An extreme version of the way increased reward sensitivity and satiety insensitivity contribute towards weight gain can be viewed in those who suffer from a condition known as Prader-Willi Syndrome (PWS). PWS is a genetic disorder, characterized by extreme overeating (hyperphagia), intellectual impairment, and obesity. Left untreated, PWS will contribute to morbid obesity, and has served as a model for studying the brain and obesity. In brain imaging studies, researchers have found individuals who suffer PWS show increased activation^[29] in regions in the brain associated with food wanting (the limbic region, including nucleus accumbens and amygdala), and decreased activation^[29] in areas affiliated with inhibitory responses (such as the orbital and prefrontal cortices). The increased activation from the limbic region paired with muted activation of the frontal regions has been described as ‘bottom-up processing’. The opposite would be ‘top-down’ processing whereby the individual exercises appropriate inhibitory control of eating motivation and decisions. In addition to the tendency towards bottom-up processing, individuals with PWS have been shown to have higher fasting ghrelin^[30]. The combination between increased gut hormones that would extend eating episodes, paired with the tendency towards bottom-up processing, describes the foundation for overeating behavior.

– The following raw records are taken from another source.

PR #271, opened 2016-09-05
Bind

erikh:


mapuri:
LGTM

@erikh In the volplugin repo there was some discussion on using a different tool but it isn't closed yet. We can merge this whenever you are ready.

dseevr:
I think dnsmasq is a better choice in general (far fewer CVEs... lol), but for what this is being used for, it doesn't really matter IMO

erikh:
I agree with bill on literally everything here

this is dependent on @mapuri's merge into contiv/ansible which is why I'm waiting.

erikh:
oh! this is contiv/ansible. ok. merging.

Q. Have researchers ranked foods according to how satiating they are?

Yes. Significant research has been devoted to underpinning a foods capacity for satiety. The satiety index^[31] was originally created to compare a list of common foods to white bread (bread served as the reference point), with researchers categorizing foods based not only on their macronutrient components, but also hedonic and nutritional properties as well. In the original investigation, researchers created six categories (fruits, bakery products, snack foods, carbohydrate-rich foods, protein-rich foods, breakfast cereals) However, more recently, mapping satiety has become a focus within obesity and eating behavior research, and this original model has been expanded^[32]. In line with the study under review, more satiating foods tend to have low caloric density. Also, lower fat percentage, higher protein percentage, and fiber content is correlated with a food being more satiating. In addition to food’s physical properties, this more recent satiety model also found that some psychological variables play a role in perceived satiation, including cost of the food and how healthy the food is perceived to be.

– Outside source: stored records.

PR #275, opened 2016-11-04
aws.tf,.gitignore: Terraform AWS environment to run netplugin!

erikh:
This supplies an `aws.tf` at hte root of the tree that provisions the ansible to N hosts (3 by default) in AWS.

It can be run by configuring your AWS shell environment, checking out this branch, installing [terraform](terraform.io) and typing:

```
$ terraform apply .
```

When you are ready to destroy it:

```
$ terraform destroy .
```

To get the IP addresses of the hosts (and a lot of other info):

```
$ terraform show
```

**the terraform.tfstate file is very important to keep! do NOT delete it!**

This will provision all the resources on AWS it needs and open ssh to the world with the key information you provide when asked (you can also supply this on the commandline if you find it annoying). It will then run an ansible plan against the hosts to install netmaster on the first host and netplugin's stack on all of them.

This isn't as pretty as I'd like, but it's working well in practice so far. I'm not super sure if the vlan support actually works on AWS, I didn't test. However, overlay networking operates as expected.

The ansible was modified to remove many volplugin requirements that lived in the netplugin namespace, these can be re-added at a later time if desired.

Please try this branch before reviewing it, unless you are very comfortable speaking terraform. It's a complicated system that's hard to understand at first.

### DIFF
--- a/roles/docker/defaults/main.yml
+++ b/roles/docker/defaults/main.yml
@@ -11,4 +11,5 @@ docker_device_metadata_size: "1000MB"
 docker_cs_engine_supported_versions_ubuntu:
     "wily": [ "1.10", "1.11" ]
     "xenial": [ "1.11" ]
+    "Core": [""] # needed for redhat installations due to templating
 docker_mount_flags: "shared"
--- a/.gitignore
+++ b/.gitignore
@@ -6,3 +6,5 @@ fetch/*
 
 #vagrant temp files
 .vagrant*
+
+terraform.tfstate*
--- a/aws.tf
+++ b/aws.tf
@@ -1,0 +1,180 @@
+provider "aws" {
+  region = "${var.aws_region}"
+}
+
+variable "nodes" {
+  default = 3
+}
+
+variable "ami" {
+  default = "ami-af4333cf"
+}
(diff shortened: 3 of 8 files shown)


erikh:
I lost a commit or something here so I'm working that out now.

erikh:
made some changes here; basically, ucarp installation was bugging the interfaces out on AWS, so I fixed it by providing a direct netmaster ip which if not set, consults the service_vip (which must be supplied) and installs ucarp. Otherwise it does neither.

storage was also pruned since it is not necessary atm.

roles/docker/defaults/main.yml
```diff
@@ -11,4 +11,5 @@ docker_device_metadata_size: "1000MB"
 docker_cs_engine_supported_versions_ubuntu:
     "wily": [ "1.10", "1.11" ]
     "xenial": [ "1.11" ]
+    "Core": [""] # needed for redhat installations due to templating
```
gaurav-dalvi, line 14: is it new ansible version specific thing ?

erikh: yes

The meta-analysis under review provided further support for the role low energy density (LED) foods can have in reducing short term food intake. When eaten right before a meal, LED foods can reduce energy intake by about 100 kcal, provided they are both high in fiber and water content. The main effect of an LED preload can be attributed to a higher degree of satiety, and physiological effects such as slowing gastric emptying. Thus, as counter-intuitive as it might sound, eating more food before a meal—especially soup, salad, or a whole piece of fruit—may be an important strategy for reducing overall intake.